We note that of the total tissue iron that we assayed upon acid extraction, only a minor fraction that remains unbound to proteins is implicated in oxidative damage. Unfortunately, this labile iron pool is not easily measured in post-mortem tissue, leaving as analytical markers of cell iron status the total iron (associated with the minor labile iron pool as well as the predominant soluble protein fraction including ferritin) and ferritin itself. The concentration of the labile iron pool is kept steady by mechanisms such as ferritin expression [172], and the suppression of ferritin in schizophrenia might thus increase this potentially adverse pool. However, the possibility that the labile iron pool is decreased in schizophrenia (so lowering ferritin translation and expression), while iron might be abnormally accumulating in yet unidentified pools, cannot yet be excluded. Indeed, a repartitioning of total iron out of ferritin and into redox-active high and low molecular weight fractions has been observed in the C. elegans model of aging [173, 174], and similar changes may explain our current findings. Finally, while an assumption that an imbalance between total cell iron cell and ferritin might be potentially toxic seems plausible from a theoretical perspective, our data did not provide direct evidence indicating that such imbalance is biologically deleterious. To this end, future studies employing relevant model systems while examining more direct markers of iron-mediated oxidative damage could directly implicate catalytic or labile iron in schizophrenia-like pathophysiology.
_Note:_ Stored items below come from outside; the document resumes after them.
PR #165, opened 2017-02-27
[everflow]: Remove SAI_MIRROR_SESSION_ATTR_VLAN_ID from VLAN validation.

oleksandrivantsiv:
0 is valid value for SAI_MIRROR_SESSION_ATTR_VLAN_ID attribute. Means that
outer packet should be untagged. On attempt to create session with VLAN 0
error was returned.

### DIFF
--- a/meta/sai_meta.h
+++ b/meta/sai_meta.h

Despite decades-long research, major culprits driving prefrontal deficits in individuals with schizophrenia remain elusive. Focusing on iron biology, in the current study we showed that compared to matched controls, prefrontal tissue from schizophrenia cases was characterised by elevated iron, diminished ferritin, and most notably, an elevated iron-to-ferritin ratio. Using a prediction model based on iron and ferritin, our data are consistent with a potential pathophysiologic link between perturbed cortical iron biology and schizophrenia. As a prognostic biomarker, imaging cortical iron in-vivo could shed light on a potential relationship between iron, clinical course and treatment response, as was recently reported with early psychosis glutathione imaging [175]. Therapeutically, deferiprone, a BBB-permeating iron chelator traditionally used to treat peripheral iron overload [176], has been investigated for the treatment of aceruloplasminemia, pantothenate kinase–associated neurodegeneration, Friedreich’s ataxia, and PD, with preliminary evidence indicating that removal of excess iron from disease-implicated brain regions is accompanied by slowing of disease progression [177,178,179,180,181]. Taken together, our findings could provide a rationale for testing iron-modifying interventions, such as deferiprone, with the aim to restore healthy cortical iron biology and improve cortical function in schizophrenia.